The implications of photochemical runaway for NH3 detectability are remarkable. In photochemical runaway (i.e., past a critical flux value), a mere order-of-magnitude increase in NH3 production flux translates to the difference between NH3 being essentially invisible and being highly detectable. We consider the detection of NH3 on a Cold Haber World via transmission spectroscopy with the upcoming JWST, anticipated to be the premier near-term exoplanet characterization opportunity (Cowan et al. 2015). We do not expect NH3 to be detectable at all on a 1.5 REarth exoplanet with an H2-dominated atmosphere orbiting a GJ 876–like star for a surface emission flux of 3 × 109 cm−2 s−1, below the runaway threshold. At this surface emission flux, NH3 is confined to near the surface and rapidly decays as a function of altitude, and the marginal absorption produced by NH3 is not greater than the JWST noise floor. By comparison, two transits of JWST would suffice to detect the 1.45–1.55 μm feature of NH3 with an average significance of 5.0σ for a surface emission flux of 2 × 1010 cm−2 s−1, above the runaway threshold (Figures 2 and 3; Appendix B). At this surface emission flux, NH3 is in runaway.

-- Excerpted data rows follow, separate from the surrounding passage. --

PR #11115, opened 2021-12-02
[auth] Support create_initial_user in dev deploy for dev namespaces

daniel-goldstein:
These are the alterations that Jackie and I made to be able to add a developer account to a dev namespace. If the namespace isn't default then it grabs the credentials for the user from default instead of creating a new credential. I don't like that the extra config lives on the branch but this is how it is otherwise supported in bootstrap.py, and ultimately we should just use the auth account to hit the auth endpoint and delete the `create_initial_account` script entirely.

### DIFF
--- a/auth/auth/driver/driver.py
+++ b/auth/auth/driver/driver.py
@@ -307,6 +307,7 @@ class K8sNamespaceResource:
         self.name = name
 
     async def create(self, name):
+        assert name != 'default'
         assert self.name is None
 
         await self._delete(name)
@@ -315,7 +316,7 @@ class K8sNamespaceResource:
         self.name = name
 
     async def _delete(self, name):
-        assert namespace != 'default'
+        assert name != 'default'
         try:
             await self.k8s_client.delete_namespace(name)
         except kube.client.rest.ApiException as e:
--- a/auth/auth/driver/driver.py
+++ b/auth/auth/driver/driver.py
@@ -315,6 +315,7 @@ class K8sNamespaceResource:
         self.name = name
 
     async def _delete(self, name):
+        assert namespace != 'default'
         try:
             await self.k8s_client.delete_namespace(name)
         except kube.client.rest.ApiException as e:
--- a/auth/auth/driver/driver.py
+++ b/auth/auth/driver/driver.py
@@ -547,7 +547,7 @@ async def delete_user(app, user):
         await hail_identity_secret.delete()
 
     namespace_name = user['namespace_name']
-    if namespace_name is not None:
+    if namespace_name is not None and namespace_name != DEFAULT_NAMESPACE:
         assert user['is_developer'] == 1
 
         # don't bother deleting database-server-config since we're
--- a/auth/auth/driver/driver.py
+++ b/auth/auth/driver/driver.py
@@ -307,7 +307,7 @@ class K8sNamespaceResource:
         self.name = name
 
     async def create(self, name):
-        assert name != 'default'
+        assert name not in ('default', DEFAULT_NAMESPACE)
         assert self.name is None
 
         await self._delete(name)
@@ -316,7 +316,7 @@ class K8sNamespaceResource:
         self.name = name
 
     async def _delete(self, name):
-        assert name != 'default'
+        assert name not in ('default', DEFAULT_NAMESPACE)
         try:
             await self.k8s_client.delete_namespace(name)
         except kube.client.rest.ApiException as e:
--- a/ci/create_initial_account.py
+++ b/ci/create_initial_account.py
@@ -1,9 +1,41 @@
 import argparse
+import base64
+import json
+import kubernetes_asyncio as kube
+import os
+
 from hailtop.utils import async_to_blocking
 from gear import Database, transaction
 
 
-async def insert_user_if_not_exists(db, username, email):
+NAMESPACE = os.environ['NAMESPACE']
+
+
+async def copy_identity_from_default(hail_credentials_secret_name: str) -> str:
+    cloud = os.environ['CLOUD']
+    await kube.config.load_kube_config()
+    k8s_client = kube.client.CoreV1Api()
+
+    secret = await k8s_client.read_namespaced_secret(hail_credentials_secret_name, 'default')
+
+    await k8s_client.create_namespaced_secret(
+        NAMESPACE,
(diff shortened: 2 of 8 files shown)


auth/auth/driver/driver.py
```diff
@@ -315,6 +315,7 @@ async def create(self, name):
         self.name = name
 
     async def _delete(self, name):
+        assert namespace != 'default'
```
jigold, line 318: I don't see where namespace is defined. I think you meant `HAIL_DEFAULT_NAMESPACE`. Also, should we assert the same thing for `create`?

jigold (changes requested):

auth/auth/driver/driver.py
daniel-goldstein: Oops, I think that got lost in the rebase. I'll add that though.

auth/auth/driver/driver.py
```diff
@@ -307,6 +307,7 @@ def __init__(self, k8s_client, name=None):
         self.name = name
 
     async def create(self, name):
+        assert name != 'default'
```
jigold, line 310: What is your reason for not making this stronger? I don't think you want to try and create and delete the namespace you are currently running in. I was thinking `assert name not in ('default', HAIL_DEFAULT_NAMESPACE)`

jigold (changes requested):

ci/create_initial_account.py
```diff
@@ -12,19 +44,37 @@ async def insert(tx):
                 return None
             return row['id']
 
+        hail_credentials_secret_name = f'{username}-gsa-key'
```
jigold, line 47: Should this be None if we're in default? This is a change in behavior from the current code.

jigold (changes requested):

ci/create_initial_account.py
daniel-goldstein: You're right, this is different. I'll keep the same behavior as default.

hail/python/hailtop/hailctl/dev/deploy/cli.py
```diff
@@ -16,6 +16,8 @@ def init_parser(parser):
                         help="Comma or space-separated list of steps to run.", required=True)
     parser.add_argument("--excluded_steps", "-e", nargs='+', action='append', default=[],
                         help="Comma or space-separated list of steps to forcibly exclude. Use with caution!")
+    parser.add_argument("--extra-config", "-c", nargs="+", action='append', default=[],
+                        help="Comma or space-separate list of key=value pairs to add as extra config parameters.")
```
danking, line 20: this can't be space separated. `unpack_comma_delimited_inputs` splits on `,`. I suspect you're trying to indicate that you can do `-c x=y -c z=a`. Maybe:

> Extra configuration key-value pairs. Format as: key=value. May specify multiple pairs separated by commas.

danking (dismissed):

hail/python/hailtop/hailctl/dev/deploy/cli.py
daniel-goldstein: I don't think this is true. Here's `unpack_comma_delimited_inputs`:

```python
    return [s.strip()
            for steps in inputs
            for step in steps
            for s in step.split(',') if s.strip()]
```

If you have `-s deploy_batch,deploy_ci , test_ci, test_batch_0 -s test_batch_1`, you'll get an `inputs` list of `[['deploy_batch,deploy_ci', ',', 'test_ci,', 'test_batch_0'], 'test_batch_1']`, which will split accordingly:

```python
In [4]: def unpack_comma_delimited_inputs(inputs):
   ...:     return [s.strip()
   ...:             for steps in inputs
   ...:             for step in steps
   ...:             for s in step.split(',') if s.strip()]
   ...:

In [5]: unpack_comma_delimited_inputs([['deploy_batch,deploy_ci', ',', 'test_ci,', 'test_batch_0'], ['test_batch_1']])
   ...:
Out[5]: ['deploy_batch', 'deploy_ci', 'test_ci', 'test_batch_0', 'test_batch_1']

In [6]:
```

daniel-goldstein: Certainly non-obvious and I had to run it in ipython to be very sure, but I always space-delimit by dev deploys, not comma

daniel-goldstein: I would honestly rather just space delimit everything, the code would be far easier to reason about and the example I showed is very ugly, but that would be breaking

danking:
I have no objections but I'll let @jigold  approve.

hail/python/hailtop/hailctl/dev/deploy/cli.py
jigold: I didn't know you could use the same flag multiple times, so I coded this for this case which is probably bad. So I'm okay if you change my code:

`-c x=y,a=b,c=d`

jigold: I've been using `-e deploy_auth,create_accounts` with dev deploy

daniel-goldstein: What do you want me to change it to? What you wrote is consistent with the other dev deploy options, and I would above all prefer that they be consistent with each other.

jigold: What makes sense to you and is consistent.

daniel-goldstein: > What makes sense to you and is the right way to do it.

I'm not sure how to interpret this sentence. I said I'd prefer to stay consistent with the other CLI options, which this PR currently is.

auth/auth/driver/driver.py
```diff
@@ -315,6 +316,7 @@ async def create(self, name):
         self.name = name
 
     async def _delete(self, name):
+        assert name not in ('default', DEFAULT_NAMESPACE)
```
jigold, line 319: On line 550 in this file, we need to change this line to this:

```
if namespace_name is not None and namespace_name != DEFAULT_NAMESPACE
```

This way we can delete a developer from a namespace.

jigold (changes requested):

jigold (approved):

In runaway, NH3 concentrations are high and NH3 populates the upper atmosphere, leading to significantly enhanced spectral features over the non-runaway cases.

Figure 2.

Figure 2. The effect of photochemical runaway on the detectability of NH3. Upper panel: simulated spectra of exoplanets with H2-dominated atmospheres transiting an M-dwarf star for NH3 surface fluxes of 2 × 1010 cm−2 s−1 (orange), 3 × 109 cm−2 s−1 (blue), and 0 cm−2 s−1 (green). The y-axis shows transit depth (ppm) and the x-axis shows wavelength (μm). The spectra are simulated from 0.5 to 5 μm, covering the wavelength span of the JWST NIRSpec instrument. The yellow, green, and blue regions show the spectra coverage of NIRSpec 140 M, 235 M, and 395 M, respectively. Lower panel: comparison of the NH3 cross sections with cross sections of dominant molecules (except H2, whose spectral features are mainly dominated by collision-induced absorption) in the atmosphere, such as H2O, CO, CH4, and CO2. Photochemical runaway makes NH3 detectable.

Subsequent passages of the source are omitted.